→ Exercise aim:
Please set down each line of the material exactly.

======== Data excerpt

PR #1353, opened 2025-01-09
Set default encoding for the error handler in HTTP module

ksobolew:
This makes handling of all errors consistent, where we show a plain text error message. For most errors this gets handled by the context, but some errors, like a malformed URI, get processed even before we know which context to forward to, and for those errors the default of `text/html` was used.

================

→ Result of the task:
PR #1353, opened 2025-01-09
Set default encoding for the error handler in HTTP module

ksobolew:
This makes handling of all errors consistent, where we show a plain text error message. For most errors this gets handled by the context, but some errors, like a malformed URI, get processed even before we know which context to forward to, and for those errors the default of `text/html` was used.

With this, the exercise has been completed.